Wednesday 7 September 2016

Singapore Market’s New Dual Class Share Structure

Singapore’s bourse operator, Singapore Exchange Limited (SGX: S68), announced last week that its Listing Advisory Committee (LAC) has voted in favour for the company to allow dual-class share structures.

What does this mean for investors, shareholders, and other stakeholders in the market? Let’s take a look at the announcement from both sides of the fences. But first, let’s briefly run through what a dual-class share structure actually mean.

The ins-and-outs of the structure

Right now in our local market, all the companies have a “one share, one vote” structure. A dual-class structure  would allow some class of shares to have more voting rights than another class of shares within the same company even though both classes of shares have the same economic rights.

The LAC has approved a maximum voting differential of 10-to-1. This means that companies can list two classes of shares in the market, with one having at most 10 times more voting rights than the other.

Right now, the US is an example of a market that embraces a dual-class share structure, with many major technology companies such as Alphabet Inc (the parent company of Google) and Alibaba Group Inc having such a structure.

The ‘Good’ side of the fence
This new development would greatly improve Singapore Exchange’s status as a listing platform of choice in the region. For companies that need a dual-class share structure, they might choose Singapore as their place of listing compared to other exchanges around the region.\

Most notably, Singapore Exchange lost the listing of the British football club Manchester United Plc in 2011 as the company required a dual-class share structure. Manchester United is now listed in the New York Stock Exchange in the US.
As Singapore will now be the only major exchange in the region to allow a dual-class share structure, it might attract many regional companies to choose Singapore’s market to list their shares, thereby adding more international companies to the exchange.
Then, with possibly more listings in Singapore, investors here would be able to have a larger selection of investments to choose from.

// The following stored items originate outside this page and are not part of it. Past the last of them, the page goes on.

PR #73, opened 2026-07-01
feat(kimi): add `kimi_code()` agent with Inspect bridging, MCP, skills, and Centaur support

### LINKED ISSUE #72: Support for Kimi Code
https://github.com/MoonshotAI/kimi-code

jannes-apollo:
## Summary

Adds a `kimi_code()` agent for Moonshot AI's [Kimi Code](https://github.com/MoonshotAI/kimi-code) CLI, running headless in a sandbox with Inspect model bridging — the same shape as the existing `opencode()` / `claude_code()` agents. Closes #72.

Kimi's model calls are routed through a generated `~/.kimi-code/config.toml` whose `openai`-protocol provider points at the Inspect bridge, so the returned transcript is the bridge's record of those calls (Kimi CLI stdout is never parsed). MCP servers are wired natively via `~/.kimi-code/mcp.json`.

## What's included

**`_kimi_code/kimi_code.py`** — the agent. Writes `config.toml` (bridge provider + permission rules) and `mcp.json`, prepends system messages to the prompt (kimi `-p` has no separate system-prompt flag), runs `kimi --output-format text [--continue] -p <prompt>`, and returns `bridge.state`. Full parity with the other agents:
- `system_prompt`, `mcp_servers`, `bridged_tools`, `filter`, `model` / `model_aliases`, `retry_refusals`, `cwd` (via the shared `resolve_agent_cwd`), `env`, `user`, `sandbox`.
- `skills` — installed into `~/.kimi-code/skills` and surfaced through kimi's `extra_skill_dirs` config.
- `centaur` — exposes a `kimi` alias to an Inspect `human_cli()` agent.
- `attempts` — multiple scored attempts with `--continue` between them.
- `disallowed_tools` — denied via kimi's native `[[permission.rules]]` (deny wins).

**`_kimi_code/agentbinary.py`** — binary download via the shared `AgentBinarySource`, so `version` supports `auto` / `sandbox` / `latest` / `x.x.x`. Kimi publishes a `latest.json` version pointer and a per-version `binaries/<version>/manifest.json` carrying each platform's filename + sha256, which drives resolution and checksum verification.

**Two Kimi-specific fixups** (in `kimi_code.py`):
- `_dedupe_tool_call_ids` — kimi assigns tool_call_ids like `functions_Bash_0` whose counter resets, so ids recur across a session. The bridge records them verbatim, so a viewer that threads on tool_call_id collapses every reuse into one node (a linear chain renders as a spurious tree — same class as #33). Rewrites ids to be globally unique post-generation while preserving assistant↔tool pairing.
- Repeat-reminder strip — kimi's CLI injects a `<system-reminder>Repeated tool call detected…</system-reminder>` nag. Re-polling the same read tool is legitimate in long-horizon tasks, so this strips the nag before the bridged model sees it. Composed with any user-supplied `filter`. **This one is mildly opinionated** — happy to gate it behind an option or drop it if you'd prefer.

Also registered in `__init__.py` / `_registry.py`, `docs/kimi_code.qmd` (+ nav + index), and `CHANGELOG.md`.

## Tests

`tests/test_kimi_setup.py` — 10 tests: version resolution (latest pointer → manifest, and specific-version), platform mapping (incl. musl→glibc collapse) and unknown-platform error, `config.toml` / `mcp.json` generation, and both fixups (reminder strip preserving pairing, tool_call_id dedupe preserving FIFO pairing). Includes a network-gated live drift-check asserting kimi's `latest.json` + `manifest.json` still expose linux binaries with sha256 checksums.

Locally green: `ruff check`, `ruff format --check`, `mypy src tests`, `pytest tests/test_kimi_setup.py`.

**End-to-end smoke test** (docker sandbox, `python:3.12-bookworm`, `version="latest"`, bridged to `anthropic/claude-sonnet-4-5`): a one-sample task asking the agent to write `/root/answer.txt`. The agent downloaded the current binary (0.21.1), ran headless, used its native `Write` tool through the bridge, and the file-based scorer confirmed the contents — `accuracy 1.000`. Transcript threading and the tool_call_id dedupe both applied correctly.

## Notes / limitations

- The runtime path is adapted from an implementation that's been running in production RL rollouts. The full agent — including the new **upstream binary-download path** (`agentbinary.py`) — was exercised end-to-end via the smoke test above; it has not been run at scale or against a broad task suite.
- kimi ships glibc linux builds keyed by arch only (no musl variants), so musl sandbox platforms are collapsed onto the plain `linux-x64` / `linux-arm64` keys.

### DIFF
--- a/docs/kimi_code.qmd
+++ b/docs/kimi_code.qmd
@@ -22,6 +22,7 @@ The following options are supported for customizing the behavior of the agent:
 | `centaur` | Run in [Centaur Mode](#centaur-mode), which makes {{< meta agent_name >}} available to an Inspect `human_cli()` agent rather than running it unattended. |
 | `attempts` | Allow the agent to have multiple scored attempts at solving the task. |
 | `model` | Model name to use for agent (defaults to main model for task). |
+| `max_context_size` | Context window to configure for Kimi. Defaults to the bridged model's context length from Inspect model metadata; required when that metadata is unavailable. |
 | `filter` | Filter for intercepting bridged model requests. |
 | `retry_refusals` | Should refusals be retried? (pass number of times to retry) |
 | `disallowed_tools` | Tool names to deny via {{< meta agent_name >}} permission rules. |
--- a/docs/kimi_code.qmd
+++ b/docs/kimi_code.qmd
@@ -43,7 +43,13 @@ For example, here we specify a custom system prompt:
 
 {{< include _snippets/agent_bridged_tools.md >}}
 
+## Tool Repetition Reminders
+
+The {{< meta agent_name >}} CLI appends escalating `<system-reminder>` notes to tool results when it detects the same tool call repeated several times in a row. Since re-polling an identical read-only command is often legitimate in long-running tasks (e.g. waiting for a build to finish), the `kimi_code()` agent strips the first two escalation tiers of these reminders before the bridged model sees them (so they also don't appear in the transcript). The final tier — which instructs the model to write its final response, and precedes {{< meta agent_name >}} force-stopping the turn at 12 repetitions — is passed through unchanged so the model can wrap up gracefully.
+
 ## Installation
+
+{{< meta agent_name >}} publishes glibc-only Linux binaries, and the agent runs them via `bash`, so sandbox images must provide glibc and bash (e.g. Debian/Ubuntu based images). musl-based images such as Alpine are not supported and fail at binary resolution time.
 
 By default, the agent will download the current latest version of {{< meta agent_name >}} and copy it to the sandbox. You can override this behaviour using the `version` option:
 
--- a/docs/kimi_code.qmd
+++ b/docs/kimi_code.qmd
@@ -1,0 +1,63 @@
+---
+title: Kimi Code
+agent: kimi_code
+agent_provider: "Moonshot AI"
+agent_name: "Kimi Code"
+agent_url: "https://github.com/MoonshotAI/kimi-code"
+agent_disallowed_tool: "WebFetch"
+---
+
+{{< include _snippets/agent_intro.md >}}
+
+## Options
+
+The following options are supported for customizing the behavior of the agent:
+
+| Option | Description |
+|------------------------------------|------------------------------------|
+| `system_prompt` | Additional system prompt to append to default system prompt. |
+| `skills` | Additional [skills](https://inspect.aisi.org.uk/tools-standard.html#sec-skill) to make available to the agent. |
+| `mcp_servers` | MCP servers (see [MCP Servers](#mcp-servers) below for details). |
+| `bridged_tools` | Host-side Inspect tools to expose via MCP (see [Bridged Tools](#bridged-tools) below for details). |
+| `centaur` | Run in [Centaur Mode](#centaur-mode), which makes {{< meta agent_name >}} available to an Inspect `human_cli()` agent rather than running it unattended. |
+| `attempts` | Allow the agent to have multiple scored attempts at solving the task. |
+| `model` | Model name to use for agent (defaults to main model for task). |
+| `filter` | Filter for intercepting bridged model requests. |
+| `retry_refusals` | Should refusals be retried? (pass number of times to retry) |
+| `disallowed_tools` | Tool names to deny via {{< meta agent_name >}} permission rules. |
+| `cwd` | Working directory for {{< meta agent_name >}} session. |
+| `env` | Environment variables to set for {{< meta agent_name >}}. |
+| `version` | Version of {{< meta agent_name >}} to use (see [Installation](#installation) below for details) |
+
+: {tbl-colwidths=\[25,75\]}
+
+For example, here we specify a custom system prompt:
+
+```python
+{{< meta agent >}}(
+    system_prompt="You are an ace system researcher."
+)
+```
+
+{{< include _snippets/agent_mcp_servers.md >}}
+
+{{< include _snippets/agent_bridged_tools.md >}}
+
+## Installation
+
+By default, the agent will download the current latest version of {{< meta agent_name >}} and copy it to the sandbox. You can override this behaviour using the `version` option:
+
+| Option | Description |
+|------------------------------------|------------------------------------|
+| `"auto"` | Use any available version of {{< meta agent_name >}} in the sandbox, otherwise download the latest version. |
+| `"sandbox"` | Use the version of {{< meta agent_name >}} in the sandbox (raises `RuntimeError` if not available in the sandbox) |
+| `"latest"` | Download and use the very latest version. |
+| `"x.x.x"` | Download and use a specific version number. |
+
+: {tbl-colwidths=\[25,75\]}
+
+{{< include _snippets/agent_installation.md >}}
+
+{{< include _snippets/agent_centaur.md >}}
+
+{{< include _snippets/agent_troubleshooting.md >}}
--- a/src/inspect_swe/_kimi_code/agentbinary.py
+++ b/src/inspect_swe/_kimi_code/agentbinary.py
@@ -1,0 +1,76 @@
+import json
+from pathlib import Path
+from typing import Any
+
+from typing_extensions import Literal
+
+from .._util.agentbinary import AgentBinarySource, AgentBinaryVersion
+from .._util.appdirs import package_cache_dir
+from .._util.download import download_text_file
+from .._util.sandbox import SandboxPlatform
+
+# Kimi Code publishes raw per-platform binaries plus a version pointer and a
+# per-version manifest of filenames and sha256 checksums.
+KIMI_DIST_URL = "https://code.kimi.com/kimi-code/binaries"
+KIMI_LATEST_URL = "https://code.kimi.com/kimi-code/latest.json"
+
+
+def kimi_code_binary_source() -> AgentBinarySource:
+    cached_binary_dir = package_cache_dir("kimi-code-downloads")
+
+    async def resolve_version(
+        version: Literal["stable", "latest"] | str, platform: SandboxPlatform
+    ) -> AgentBinaryVersion:
+        if version in ["stable", "latest"]:
+            version = await _fetch_latest_version()
+
+        manifest = await _fetch_manifest(version)
+        platforms = manifest["platforms"]
+        kimi_platform = _platform_to_kimi_platform(platform)
+        if kimi_platform not in platforms:
+            raise RuntimeError(
+                f"No Kimi Code binary for platform {platform} in version {version}"
+            )
+        entry = platforms[kimi_platform]
+        download_url = f"{KIMI_DIST_URL}/{version}/{entry['filename']}"
+        return AgentBinaryVersion(version, entry["checksum"], download_url)
+
+    def cached_binary_path(version: str, platform: SandboxPlatform) -> Path:
+        return cached_binary_dir / f"kimi-code-{version}-{platform}"
+
+    def list_cached_binaries() -> list[Path]:
+        return list(cached_binary_dir.glob("kimi-code-*"))
+
+    return AgentBinarySource(
+        agent="kimi code",
+        binary="kimi",
+        resolve_version=resolve_version,
+        cached_binary_path=cached_binary_path,
+        list_cached_binaries=list_cached_binaries,
+        post_download=None,
+        post_install=None,
+    )
+
+
+def _platform_to_kimi_platform(platform: SandboxPlatform) -> str:
+    # Kimi ships glibc linux builds keyed by arch only (no musl variants), so
+    # collapse musl platforms onto the plain linux key.
+    platform_map = {
+        "linux-x64": "linux-x64",
+        "linux-x64-musl": "linux-x64",
+        "linux-arm64": "linux-arm64",
+        "linux-arm64-musl": "linux-arm64",
+    }
+    if platform not in platform_map:
+        raise ValueError(f"Unsupported platform: {platform}")
+    return platform_map[platform]
+
+
+async def _fetch_latest_version() -> str:
+    latest = json.loads(await download_text_file(KIMI_LATEST_URL))
+    return str(latest["version"])
+
+
+async def _fetch_manifest(version: str) -> dict[str, Any]:
+    manifest_url = f"{KIMI_DIST_URL}/{version}/manifest.json"
+    return dict(json.loads(await download_text_file(manifest_url)))
--- a/src/inspect_swe/_kimi_code/agentbinary.py
+++ b/src/inspect_swe/_kimi_code/agentbinary.py
@@ -53,17 +53,16 @@ def kimi_code_binary_source() -> AgentBinarySource:
 
 
 def _platform_to_kimi_platform(platform: SandboxPlatform) -> str:
-    # Kimi ships glibc linux builds keyed by arch only (no musl variants), so
-    # collapse musl platforms onto the plain linux key.
-    platform_map = {
-        "linux-x64": "linux-x64",
-        "linux-x64-musl": "linux-x64",
-        "linux-arm64": "linux-arm64",
-        "linux-arm64-musl": "linux-arm64",
-    }
-    if platform not in platform_map:
-        raise ValueError(f"Unsupported platform: {platform}")
-    return platform_map[platform]
+    # Kimi publishes glibc-only linux builds (no musl variants), so there is no
+    # binary to fall back to on musl images (e.g. Alpine) — the glibc build
+    # would download fine and then fail at exec with a cryptic "required file
+    # not found". Raise at resolution time instead.
+    if platform.endswith("-musl"):
+        raise RuntimeError(
+            f"Kimi Code publishes glibc-only linux builds; no musl binary is "
+            f"available for {platform}."
+        )
+    return platform
 
 
 async def _fetch_latest_version() -> str:
--- a/src/inspect_swe/_kimi_code/kimi_code.py
+++ b/src/inspect_swe/_kimi_code/kimi_code.py
@@ -15,6 +15,7 @@ from inspect_ai.agent import (
     agent_with,
     sandbox_agent_bridge,
 )
+from inspect_ai.agent._bridge.util import resolve_inspect_model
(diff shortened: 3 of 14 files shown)


src/inspect_swe/_kimi_code/kimi_code.py
```diff
@@ -0,0 +1,460 @@
...
+]
+
+KIMI_MAX_CONTEXT_SIZE = 262144
+
+# Kimi Code's CLI injects a <system-reminder> nagging the model not to repeat an
+# identical tool call. Re-polling the same read tool with the same arguments is
+# legitimate (a build hasn't finished, a status is still pending), so the nag is
+# a harness artifact rather than part of the task; strip it before the bridged
+# model sees it.
+_REPEAT_REMINDER_MARKER = "Repeated tool call detected"
```
craig-meridian: >Repeat-reminder strip — kimi's CLI injects a `<system-reminder>Repeated tool call detected…</system-reminder>` nag. Re-polling the same read tool is legitimate in long-horizon tasks, so this strips the nag before the bridged model sees it. Composed with any user-supplied `filter`. **This one is mildly opinionated** — happy to gate it behind an option or drop it if you'd prefer.

I don't have an issue with this, and we can always add an option later on if some user's don't like it. But I think we should document this in the kimi_code.qmd doc page so make sure users are aware of this.

Another option which you've touched upon if to add an option to `kimi_code()` with a suitable docstring, but I'm not advocating for this unless you think users are likely to want to disable this.

uv.lock
```diff
@@ -1206,8 +1215,8 @@ wheels = [
 
 [[package]]
 name = "inspect-ai"
-version = "0.3.235"
-source = { registry = "https://pypi.org/simple" }
+version = "0.3.245.dev7+g26395f389"
```
craig-meridian: I'm hoping you can revert the changes to `uv.lock`. The `inspect_ai` dependency was [recently updated](https://github.com/meridianlabs-ai/inspect_swe/commit/3fc3a848ad9eb76aca8b0d1fdd41f6e5faa51859) to `inspect_ai>=0.3.244` on `main` - hopefully this is sufficient?

In your branch, the `uv.lock` (Inspect via PyPI) conflicts with the `pyproject.toml` (inspect via git). On main, they're both from PyPI.

Lmk if you needed this particular version of Inspect though.

src/inspect_swe/_kimi_code/kimi_code.py
```diff
@@ -0,0 +1,460 @@
...
+                f"kimi_code only supports stdio MCP servers, got {type(server).__name__}"
+            )
+        entry: dict[str, object] = {
+            "command": server.command,
+            "args": list(server.args),
+        }
+        if server.env:
+            entry["env"] = dict(server.env)
+        servers[server.name] = entry
+    return json.dumps({"mcpServers": servers}, indent=2)
```
craig-meridian, line 466: On `MCPServerConfigStdio`, we're not considering whether `cwd` has been set. Consider:
```py
if server.cwd is not None:
    entry["cwd"] = str(server.cwd)
```

We're also ignoring the value of `MCPServerConfig.tools`. Either support it, or raise an error if it is not equal to `"all"`.

docs/kimi_code.qmd
```diff
@@ -0,0 +1,63 @@
...
+
+For example, here we specify a custom system prompt:
+
+```python
+{{< meta agent >}}(
+    system_prompt="You are an ace system researcher."
+)
+```
+
+{{< include _snippets/agent_mcp_servers.md >}}
```
craig-meridian, line 43: I believe that this imported doc will imply that `MCPServerConfigHTTP` is supported (as well as `MCPServerConfigStdio`). We should call out the fact that `MCPServerConfigHTTP` isn't (yet) supported for Kimi Code.

src/inspect_swe/_kimi_code/agentbinary.py
```diff
@@ -0,0 +1,76 @@
...
+    # collapse musl platforms onto the plain linux key.
+    platform_map = {
+        "linux-x64": "linux-x64",
+        "linux-x64-musl": "linux-x64",
+        "linux-arm64": "linux-arm64",
+        "linux-arm64-musl": "linux-arm64",
+    }
+    if platform not in platform_map:
+        raise ValueError(f"Unsupported platform: {platform}")
+    return platform_map[platform]
```
craig-meridian: (heavily assisted by Claude Code, please push back if you disagree)

`_platform_to_kimi_platform` collapses `linux-*-musl` onto the glibc `linux-*` key. But Kimi publishes **glibc-only** linux builds — the real `kimi-code-linux-x64` is `dynamically linked, interpreter /lib64/ld-linux-x86-64.so.2` and needs GLIBC ≤ 2.28, none of which exist on musl. So on an Alpine sandbox the agent downloads ~158 MB, `chmod +x`s it, and only *then* fails at exec with a cryptic error that never mentions libc.
Reproduced end-to-end through the harness (`kimi_code(version="latest")`, same task, only the base image differs):
| Sandbox libc | Exit | stderr | Binary ran? |
|---|---|---|---|
| musl (alpine) | **127** | `kimi-…-linux-arm64-musl: cannot execute: required file not found` | ❌ never starts |
| glibc (bookworm) | — | starts, reaches the bridge (matches your `accuracy 1.000` smoke test) | ✅ |

Since there's no musl build to fall back to, I'd suggest **raising at resolution time** rather than silently remapping — e.g. in `_platform_to_kimi_platform`:

```python
if platform.endswith("-musl"):
    raise RuntimeError(
        f"Kimi Code publishes glibc-only linux builds; no musl binary is "
        f"available for {platform}."
    )
```

craig-meridian: Orthogonal, but `python:3.12-alpine` ships no bash, and `resolve_agent_cwd` runs `bash -c "pwd"`, so bare-Alpine actually dies there first. Not necessarily this PR's job to fix, but it means musl images are doubly unsupported today — a documented "glibc + bash required" note might save someone a confusing debug session.

src/inspect_swe/_kimi_code/kimi_code.py
```diff
@@ -0,0 +1,460 @@
...
+
+        async with sandbox_agent_bridge(
+            state,
+            model=bridge_model,
+            model_aliases=model_aliases,
+            filter=combined_filter,
+            sandbox=sandbox,
+            retry_refusals=retry_refusals,
+            port=port,
+            bridged_tools=bridged_tools,
```
craig-meridian, line 234: Passing `bridged_tools` to `kimi_code()` raises before the agent runs.

The bridge exposes host-side tools to the sandboxed CLI as an **HTTP MCP endpoint it hosts itself**. That's the only transport it offers. So `sandbox_agent_bridge` populates `bridge.mcp_server_configs` with `MCPServerConfigHTTP` instances (see `_register_bridged_tools` in inspect_ai, and the field is typed `list[MCPServerConfigHTTP]`).

We then merge those into `all_mcp_servers` and hand them to `_mcp_json`, which rejects anything non-stdio.

`gemini_cli` and `opencode` handle this by translating the bridge's HTTP configs into their CLI's native remote-MCP form (httpUrl / type: "remote") rather than rejecting them. kimi_code needs the same, or, if Kimi has no HTTP/remote MCP transport, bridged_tools should be rejected at the API boundary with a clear error instead of crashing mid-setup.

src/inspect_swe/_kimi_code/kimi_code.py
```diff
@@ -0,0 +1,460 @@
...
+
+    resolved_disallowed = list(disallowed_tools or [])
+
+    async def execute(state: AgentState) -> AgentState:
+        # determine port (use new port for each execution of agent on sample)
+        MODEL_PORT = "kimi_code_model_port"
+        port = store().get(MODEL_PORT, 3100) + 1
+        store().set(MODEL_PORT, port)
+
+        async def combined_filter(
```
craig-meridian, line 198: This doesn't support the legacy/deprecated str-first filters. `GenerateFilter` ([src](https://github.com/UKGovernmentBEIS/inspect_ai/blob/main/src/inspect_ai/model/_model.py#L1657)) is still a union of Model-first and str-first callables, and the bridge dispatches by inspecting the user filter's first-parameter annotation. Wrapping the user filter inside Model-first `combined_filter` and calling it via `cast(_ModelFilter, filter)(model, …)` means a deprecated-but-supported async def f(model: str, …) filter receives a Model instance so `model.startswith(...)` raises `AttributeError` on every generate call. The same filter works with all sibling agents, which pass filter straight to the bridge.

src/inspect_swe/_kimi_code/kimi_code.py
```diff
@@ -0,0 +1,460 @@
...
+
+            cmd = [kimi_binary, "--output-format", "text"]
+
+            agent_env = {
+                "KIMI_CODE_HOME": kimi_home,
+                "HOME": sandbox_home,
+            } | (env or {})
+
+            if centaur:
+                await _run_kimi_code_centaur(
```
craig-meridian, line 298: Centaur mode can't start: `--output-format text` is baked into the interactive alias

`cmd = [kimi_binary, "--output-format", "text"]` is built before this centaur branch, and `_run_kimi_code_centaur` aliases `kimi` to that full command. But kimi rejects `--output-format` outside prompt mode, so when a human operator types `kimi` they get an immediate error instead of an interactive session.

Verified against the real binary (kimi 0.23.6, linux-arm64, in a container):

```sh
$ kimi --output-format text # the centaur alias form (no -p)
error: Output format is only supported in prompt mode. # exit 1

$ kimi -p "hi" --output-format text # control: flag is fine WITH -p
error: failed to run prompt: No model configured ... # exit 1 (parsing OK)
```

Fix: only append `--output-format text` in the non-centaur branch, the way `claude_code` gates its `--print/--output-format` flags behind `if centaur is False`.

src/inspect_swe/_kimi_code/kimi_code.py
```diff
@@ -0,0 +1,460 @@
...
+    port: int,
+    mcp_servers: Sequence[MCPServerConfig],
+    disallowed_tools: Sequence[str],
+    extra_skill_dirs: Sequence[str],
+    skip_afk_prompt_injection: bool = False,
+) -> str:
+    lines = ['default_model = "bridge"']
+    if extra_skill_dirs:
+        dirs = ", ".join(f'"{d}"' for d in extra_skill_dirs)
+        lines.append(f"extra_skill_dirs = [{dirs}]")
```
craig-meridian, line 509: There are a few places we interpolate user-supplied strings into the TOML file here. We should make use of the existing `from .._util.toml import _format_value` function so that unexpected user-supplied strings don't break the TOML.

src/inspect_swe/_kimi_code/kimi_code.py
```diff
@@ -0,0 +1,460 @@
...
+                            bridge.state, answer_scores
+                        )
+                    else:
+                        agent_prompt = attempts.incorrect_message
+
+                if debug:
+                    debug_output.insert(0, "Kimi Code Debug Output:")
+                    trace("\n".join(debug_output))
+
+        _dedupe_tool_call_ids(bridge.state.messages)
```
craig-meridian: **`_dedupe_tool_call_ids` runs at the wrong layer — the #33 artifact it targets will still be in the log**

`_dedupe_tool_call_ids(bridge.state.messages)` runs *after* the `async with sandbox_agent_bridge(...)` block exits, so it only rewrites the final returned `AgentState`. By then every `ModelEvent` has already been recorded, each with kimi's original colliding ids. The transcript/events view renders from those recorded `ModelEvent`s, so the spurious-tree artifact this code is meant to fix is still present in the eval log — only the returned-state copy ends up clean.

inspect_ai is explicit that a fix which must land in *both* the events and the state has to happen at the `bridge_generate` filter chokepoint, before recording — quoting `agent/_bridge/util.py`:

> mutating the messages in place so the restored source persists in BOTH the recorded `ModelEvent` input and `bridge.state.messages` (and thus the eval log and the ACP TUI)

(the bridge does exactly this for operator-message provenance). The filter runs on `input_messages` immediately before `model.generate(input=input_messages, ...)`, so a rewrite there flows into both.

There's also a live-path angle the post-hoc pass can't cover: because kimi's counter resets, a long enough session can replay two tool calls with the same id *within a single request*. That duplicate is sent to the backing provider during the run, and the Anthropic path maps `tool_use_id` verbatim — so it can be rejected or mispaired mid-session, before any post-hoc cleanup. (The smoke test passing just means no reset happened to collide within one request in that short run.)

Suggested fix: do the FIFO id-rewrite inside `combined_filter` (pre-generation), where `_strip_repeat_reminders` already lives, instead of on `bridge.state.messages` afterward. A per-request pass makes each outgoing request internally unique and lands the deduped ids in the recorded events and the final state in one place.

src/inspect_swe/_kimi_code/kimi_code.py
craig-meridian: It looks like kimi-code will output a different message when it detects a different number of repeated tool calls and this string doesn't appear to catch them all. Either we should catch them all, or none of them. https://github.com/MoonshotAI/kimi-code/blob/main/packages/agent-core-v2/src/agent/toolDedupe/toolDedupeService.ts

tests/test_kimi_setup.py
```diff
@@ -0,0 +1,204 @@
...
+
+
+def test_platform_musl_collapses_to_glibc_key() -> None:
+    assert agentbinary._platform_to_kimi_platform("linux-x64-musl") == "linux-x64"
+    assert agentbinary._platform_to_kimi_platform("linux-arm64-musl") == "linux-arm64"
+
+
+def test_resolve_version_unknown_platform_raises() -> None:
+    source = agentbinary.kimi_code_binary_source()
+    with patch.object(
```
craig-meridian, line 92: I _think_ this outer patch might be redundant?

craig-meridian (changes requested):
Thanks for this great contribution Jannes. Looks very promising.

I've reviewed this with the help of Claude Code and left some comments. I've reviewed all of its findings and they appear valid to me, but please do feel free to push back if you disagree.

jannes-apollo:
Thanks for all the feedback, will look into it and update the code

uv.lock
jannes-apollo: I reverted it

src/inspect_swe/_kimi_code/kimi_code.py
jannes-apollo: I added support

tests/test_kimi_setup.py
jannes-apollo: removed it

src/inspect_swe/_kimi_code/kimi_code.py
```diff
@@ -0,0 +1,548 @@
...
+    lines += [
+        "",
+        "[providers.bridge]",
+        'type = "openai"',
+        f'base_url = "http://localhost:{port}/v1"',
+        'api_key = "sk-none"',
+        "",
+        "[models.bridge]",
+        'provider = "bridge"',
+        'model = "inspect"',
```
craig-meridian: **`model=` is silently ignored**

Sorry, I missed this in my initial review. The generated Kimi configuration always requests the literal `"inspect"` model. The `model=bridge_model` value passed to `sandbox_agent_bridge()` does not override requests for the `"inspect"` sentinel (see `resolve_inspect_model` in `inspect_ai/agent/_bridge/util.py` — the fallback is skipped exactly when the requested name is `"inspect"` and the fallback is `inspect/`-prefixed), so `kimi_code(model="openai/gpt-5")` still routes to the task's default model.

This can also produce a mismatch where `max_context_size` is derived from the explicitly requested model while generation is performed by the task model.

Could we write the requested model name into this stanza—effectively `model or "inspect"`, using the bare name rather than the `inspect/`-prefixed form, since alias resolution happens on the raw requested name before prefix stripping—and ensure the context-size lookup resolves the same target, including `model_aliases`? It would be good to add tests covering the default model, an explicit model, and an explicit alias. An unresolvable explicit model should fail clearly rather than silently falling back.

craig-meridian (changes requested):
Thanks a lot for thoroughly addressing my review comments.

Apologies for spotting one more issue which I missed on the first pass.

Once that + fixing failing CI checks are addressed, I think we'll be in a position to merge.

src/inspect_swe/_kimi_code/kimi_code.py
jannes-apollo: Should be fixed now

craig-meridian (approved):
Thanks a lot for this. I've taken the liberty of pushing 3 commits:
- Remove changelog entry (because of merged w/ main it was now under a released section, and we now automate changelog entires with Release Please via PR title)
- Import GenerateInput from the public package (not private underscore-prefixed one).
- A small fix; see below.

**Reminder strip doesn't persist into the returned `AgentState`**
`combined_filter` returns the cleaned messages via `GenerateInput`. In `bridge_generate` (inspect_ai `_bridge/util.py`), a `GenerateInput` result only rebinds a local — the caller in `completions.py` still passes the *original* list to `bridge._track_state()`. So the bridged model (and the recorded `ModelEvent` input) correctly never sees the tier 1–2 reminders, but `bridge.state.messages` — the `AgentState` that `kimi_code()` returns — still contains them, which contradicts the "(so they also don't appear in the transcript)" note in `kimi_code.qmd`. Your own comment on `_dedupe_tool_call_ids` ("in place (not via GenerateInput) so the rewritten ids persist…") describes exactly this mechanism; the strip just didn't take the same route, I'm guessing because it can drop whole messages.

The fix is small — persist the cleanup by updating the list in place (`messages[:] = cleaned`) inside `_strip_repeat_reminders`, mirroring the in-place approach `_dedupe_tool_call_ids` already takes. It's safe across refusal retries (the retry loop resets to the same list object, and the strip is idempotent on already-cleaned content).

Since it's a tiny change and you've already turned around several rounds of feedback, I've pushed it to the branch to save you a round trip — but please treat it as a proposal: push back or rework it if you'd approach it differently.

---

Lmk if that looks good, and I'll merge.

jannes-apollo:
lgtm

The ‘bad’ side of the fence
If a company has a dual-class share structure, this brings in the possibility of abuse of power by certain shareholders even when they do not have much economic stake in a company.
Let’s consider a company with a dual-class share structure where one class of shares (let’s call this the B-class) has 10 voting rights per share and the other class (let’s call this the C-class) has one voting right per share. Now let’s assume that (1) the company has 10 B-class shares and 90 C-class shares, and (2) Investor-B owns all the B-Class shares while Investor-
C owns all the C-Class shares.

In the scenario above, Investor-C has a stake of over 90% in the company’s economic benefits while Investor-B has just 10%. But, Investor-B will have majority control over the company. (There are a total of 190 voting rights for the company and the B-Class shares have 100 of these voting rights.)
When faced with a company with a dual-class share structure, it’s very important that investors have trust in the ability and integrity of the person or organisation who controls the voting rights.

Summary:
The approval of the dual-class share structure in Singapore has shown our Garden City to be a progressive financial hub and might help bring in more listings here in the future.
But, there are also risks to consider that come with such a structure and investors need to be aware of them.